India’s Coromandel International Ltd. has been ordered by the Tamil Nadu state government to pay Rs59.2 million (approximately $713,000 at current exchange rates) in environmental compensation after an ammonia leak at the company’s Ennore fertilizer production site near Chennai on Dec. 26 led to at least 57 people being hospitalized (GM Jan. 5, p. 25).
A total of 18 technical and safety recommendations were made for the plant, according to the New Indian Express, and Coromandel was also directed to submit periodic reports to regulatory bodies, including the Tamil Nadu Pollution Control Board (TNPCB).
According to the committee’s findings, as cited by the report, the ammonia leak occurred close to shore from Coromandel’s undersea pipeline used to transport ammonia from ships to the Ennore production site. The report noted that “the significant relocation of heavy granite boulders around the pipeline” due to Cyclone Michaung in early December “could have caused damage to the pipeline, which resulted in the ammonia leak.”
Nearly 68 mt of ammonia leaked in 15 minutes during the rupture, and none of the 19 ammonia sensors installed at the plant detected the leak, according to the TNPCB report.
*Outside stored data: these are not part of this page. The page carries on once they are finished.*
PR #1039, opened 2020-07-22
[SIG-2909] Translation handling

janjaap:
This PR contains changes that would provide the application with a structure for serving and maintaining (translation) strings.

Consider [ADR 0006](https://github.com/Amsterdam/signals-frontend/blob/05b52f4c91e6a07338ff3d13e53157a18d8b8c54/docs/adr/0006-handling-string-translations.md) for reference.

One (potentially big) hurdle is the dynamic loading of `date-fns/locale` modules based on the value of the `lang` prop in the configuration; since the application is built prior to application of the configuration settings, a construct like

```javascript
import nl from 'date-fns/locale/nl';

registerLocale('nl', nl);
```

cannot be used.

PR #1094, opened 2020-08-27
Add base configuration / simplify configuration of API and Maps base URL

bartjkdp:
This PR simplifies configuration of the Signals frontend.

- It introduces `app.base.json` that contains the default configuration. The environment-specific settings are extended based on the default configuration, in an optional `app.json`.
- OIDC settings are grouped under `oidc.*`.
- Configuring the Signals API can now be done with the setting `apiBaseURL` instead of a setting per endpoint.
- All endpoints have been moved to `src/shared/services/configuration/endpoints.json`.
- Reading and merging the configuration, as well as injecting it, is done in one location: `internals/scripts/helpers/config.js`.

## Todo

- [x] Remove environment.conf.json from the repository and handle case when file does not exist.

## Breaking changes

Update the environment configuration as follows:

- Locally: rename your `environment.conf.development.json` to `app.json`.
- Production: make sure you inject your configuration to `app.json` instead of `environment.conf.json`.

A former environment official noted if the leaked ammonia had discharged in the air instead of the sea, there would have been “devastating consequences.”
The recommendations to be undertaken at the plant include the replacement of the existing offshore pipeline to Coromandel’s fertilizer site with a new pipeline with state-of-the-art monitoring, automatic control, and accident prevention systems.
Coromandel’s Ennore plant produces ammonium phosphate sulfate fertilizers. Ennore residents are demanding the permanent closure of the production site.